Does the bandwagon effect influence election outcomes?
Research suggests bandwagon effects in elections are real but modest in size. Voters who see opinion polls showing a candidate leading are somewhat more likely to support that candidate, a dynamic known as the bandwagon voting effect. Early primary results and major endorsements can trigger similar cascades. However, the effect is constrained by voters' existing preferences and partisan identity.
What is the difference between the bandwagon effect and informational cascade?
An informational cascade occurs when people rationally ignore their own private signals and follow the crowd because they believe others have superior information. The bandwagon effect is broader and includes cases where people follow the crowd for social belonging or conformity, not just information. Every informational cascade produces bandwagon behavior, but not all bandwagon behavior is a rational informational cascade.
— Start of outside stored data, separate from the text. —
PR #3566, opened 2021-02-04
Create the lib64 symlink as a relative symlink

### LINKED ISSUE #3564: Symbolic link lib64 to lib should be a relative link
This is a comment from 
https://github.com/easybuilders/easybuild-framework/pull/3401

The symlink created for lib64 is a symlink to the absolute path. It should be a symlink with the relative path.

Flamefire:
This makes moving the install tree easier.

Closes #3564

### DIFF
--- a/easybuild/framework/easyblock.py
+++ b/easybuild/framework/easyblock.py
@@ -2405,6 +2405,8 @@ class EasyBlock(object):
             lib_dir = os.path.join(self.installdir, 'lib')
             lib64_dir = os.path.join(self.installdir, 'lib64')
             if os.path.exists(lib_dir) and not os.path.exists(lib64_dir):
+                # create *relative* 'lib64' symlink to 'lib';
+                # see https://github.com/easybuilders/easybuild-framework/issues/3564
                 symlink('lib', lib64_dir, use_abspath_source=False)
 
     def sanity_check_step(self, *args, **kwargs):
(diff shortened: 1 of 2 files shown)


easybuild/framework/easyblock.py
```diff
@@ -2405,7 +2405,7 @@ def post_install_step(self):
             lib_dir = os.path.join(self.installdir, 'lib')
             lib64_dir = os.path.join(self.installdir, 'lib64')
             if os.path.exists(lib_dir) and not os.path.exists(lib64_dir):
-                symlink(lib_dir, lib64_dir)
+                symlink('lib', lib64_dir, use_abspath_source=False)
```
boegel, line 2408:
```suggestion
                # create *relative* 'lib64' symlink to 'lib';
                # see https://github.com/easybuilders/easybuild-framework/issues/3564
                symlink('lib', lib64_dir, use_abspath_source=False)
```

boegel (changes requested):
@Flamefire It looks "wrong" at first glance, so worth a comment imho.

easybuild/framework/easyblock.py
Flamefire: FTR: I'm not a big fan of such comments: The first is superflous as it states the same as `use_abspath_source=False` and if the second (mentioning issues) becomes a habit the code might be cluttered by those in the future.
Added anyway, just to raise awereness

boegel (approved):
lgtm

PR #4915, opened 2025-06-05
Change value of architectures constants RISCV32 and RISCV64

julianmorillo:
This constant value is returned by [get_cpu_architecture](https://github.com/easybuilders/easybuild-framework/blob/87b3d9d959b5f3ec739f3db4a350982b531c58fb/easybuild/tools/systemtools.py#L341), which is called from [get_arch_prefix](https://github.com/easybuilders/easybuild-easyblocks/blob/ac2b2f9a5069927a31079219aee732e169e0b05e/easybuild/easyblocks/l/llvm.py#L154), that returns it directly (lower case) to [_get_gcc_prefix](https://github.com/easybuilders/easybuild-easyblocks/blob/ac2b2f9a5069927a31079219aee732e169e0b05e/easybuild/easyblocks/l/llvm.py#L529), causing the following error when trying to build LLVM in RISCV:
```
== FAILED: Installation ended unsuccessfully: Can't find GCC version 13.2.0 for architecture risc-v-64 in
/cvmfs/riscv.eessi.io/versions/20240402/software/linux/riscv64/generic/software/GCCcore/13.2.0/lib/gcc/risc-v-64-*/13.2.0 (took 1 min 25 secs)
== Results of the build can be found in the log file(s) /tmp/eb-0kc4ln6r/easybuild-LLVM-20.1.5-20250605.161517.VhpnA.log

ERROR: Installation of LLVM-20.1.5-GCCcore-13.2.0.eb failed: "Can't find GCC version 13.2.0 for architecture risc-v-64 in /cvmfs/riscv.eessi.io/versions/20240402/software/linux/riscv64/generic/software/GCCcore/13.2.0/lib/gcc/risc-v-64-*/13.2.0"
```
The correct path in my case would be` /cvmfs/riscv.eessi.io/versions/20240402/software/linux/riscv64/generic/software/GCCcore/13.2.0/lib/gcc/riscv64-*/13.2.0`


easybuild/tools/systemtools.py
```diff
@@ -108,7 +108,7 @@
 POWER = 'POWER'
 X86_64 = 'x86_64'
 RISCV32 = 'RISC-V-32'
-RISCV64 = 'RISC-V-64'
+RISCV64 = 'RISCV64'
```
boegel, line 111: I don't mind changes this, but we should make the same change for the `RISCV32` constant, to keep it consistent?

boegel (changes requested):

easybuild/tools/systemtools.py
julianmorillo: Sure, done.

boegel (approved):
lgtm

How can you resist the bandwagon effect?
Resisting the bandwagon effect requires slowing down the decision process: explicitly ask what evidence you personally have before checking what others think. Pre-committing to a position or investment thesis before looking at crowd behavior can help. Seeking out dissenting views, giving more weight to base rates than to current trends, and examining the incentives of whoever is promoting the majority position are all practical countermeasures.